3. Two months isn’t even enough time for basic training; Beah cannot possibly have experienced the combat he reports.
4. Beah’s chronology is not the only other falsehood in the book; the claimed year long odyssey of wandering from Mattru Jong to Yele he claims could have been completed in one day because the two towns are 6 kilometres apart, not 450 kilometres as Beah claims and as an admittedly (by the man responsible for making it) false map in the book shows.
5. The fight Beah claims happened in the UNICEF refugee camp in Sierra Leone which killed six ex-child soldiers never took place.
6. Beah’s school records prove he was in school in 1993 and 1994, when he says he was a child soldier.
Even without the evident Hollywood character of the book, complete with redeeming white American angels, the entire account is provably false.

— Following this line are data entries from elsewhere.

PR #2028, opened 2021-05-31
feat: sort responses for csv download according to creation date

### LINKED ISSUE #1721: Investigate: sort responses by date (oldest to newest) before download
Natural order in which responses are sorted on most if not all form managers (many users are confused this isn't the default). Our csv download should sort by date by default instead of requiring form admins to sort as an additional step. This makes it easier to copy paste just the newest responses into another spreadsheet that the admin may already be maintaining or have made other edits / analyses on.

chowyiyin:
## Problem
Currently, when a CSV of responses are downloaded (in storage mode), the responses are not sorted according to date. Refer to issue #1721

Closes #1721

## Solution
The naive approach was adopted to solve this problem. Specifically `Array.prototype.sort()` was used to sort the responses. This solution seems satisfactory even for a large number of responses. When tested with 100,000 responses, the sorting duration ranged from 1 to 2 seconds. With approximately 500,000 responses, the sorting duration ranged from 9 to 10 seconds, which is not significant compared to the decryption duration of approximately 3 minutes. Throughout the download, the following modal is displayed and no obvious freezes or slowdowns in the spinner were observed. The short clip below shows the condition of the spinner before and during sorting. 

https://user-images.githubusercontent.com/54089291/120165348-1023d500-c22e-11eb-8dec-acd5e62a2633.mov

## Tests
- [ ] Submit responses to storage mode form and download CSV. Ensure downloaded CSV is sorted (oldest to newest)

### DIFF
--- a/src/public/modules/forms/helpers/CsvMergedHeadersGenerator.js
+++ b/src/public/modules/forms/helpers/CsvMergedHeadersGenerator.js
@@ -107,21 +107,25 @@ class CsvMergedHeadersGenerator extends CsvGenerator {
 
     // Craft a new csv row for each unprocessed record
     // O(qn), where q = number of unique questions, n = number of submissions.
-    this.unprocessed.forEach((up) => {
-      let createdAt = moment(up.created).tz('Asia/Singapore')
-      createdAt = createdAt.isValid()
-        ? createdAt.format('DD MMM YYYY hh:mm:ss A')
-        : createdAt
-      let row = [up.submissionId, createdAt]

Now: does it matter that it is false? Here’s why it does:
First, dishonesty is dishonesty, and it becomes more so when one makes a career out of it, and a lot of money besides. The Beah Camp is all complicit in this; they are frauds now, if they weren’t all along. When the evidence is presented them that Beah is lying, and they choose to ignore that evidence, they are frauds.

Then, by presenting himself as a de facto spokesman for child soldiers worldwide (and far more than Kabba Williams, it is Beah who’s a recognised figure), our Ishmael is in effect hijacking their tales, whether such tales are from Congo or Cambodia, Sri Lanka or Sudan. Once his own transparently false tale is exposed, everyone’s tale becomes doubtful by taint of association. Unfair, but that’s how these things go.

Thirdly, by reinforcing the notions of Hollywoodised salvation of poor victimised blacks, Beah is hiding the truth of the situation, where thousands of child soldiers (and child sex slaves, whom Beah doesn’t mention) can never re-integrate into society and live lives of drug abuse, poverty and crime. All this is a crime against people who have no voice, whose voices the Beah Camp has stolen.

Fourth, Beah’s account trivialises the very real sufferings of genuine child soldiers. Since Beah crammed his fictional experiences with cliches of child soldiering (except, notably, sex slavery) and stole the experiences of a large number of other ex-child soldiers, he appears to have suffered much more than they did. If you believe what he said he suffered, you can’t have that much sympathy for someone who was “only” made to cook and clean and carry weapons for rebels or sent into human wave attacks, and you wonder why those people can’t re-integrate into society while Beah did such a wonderful job of it.

It’s time Beah, and his apologists, were forced to confront and admit his sins.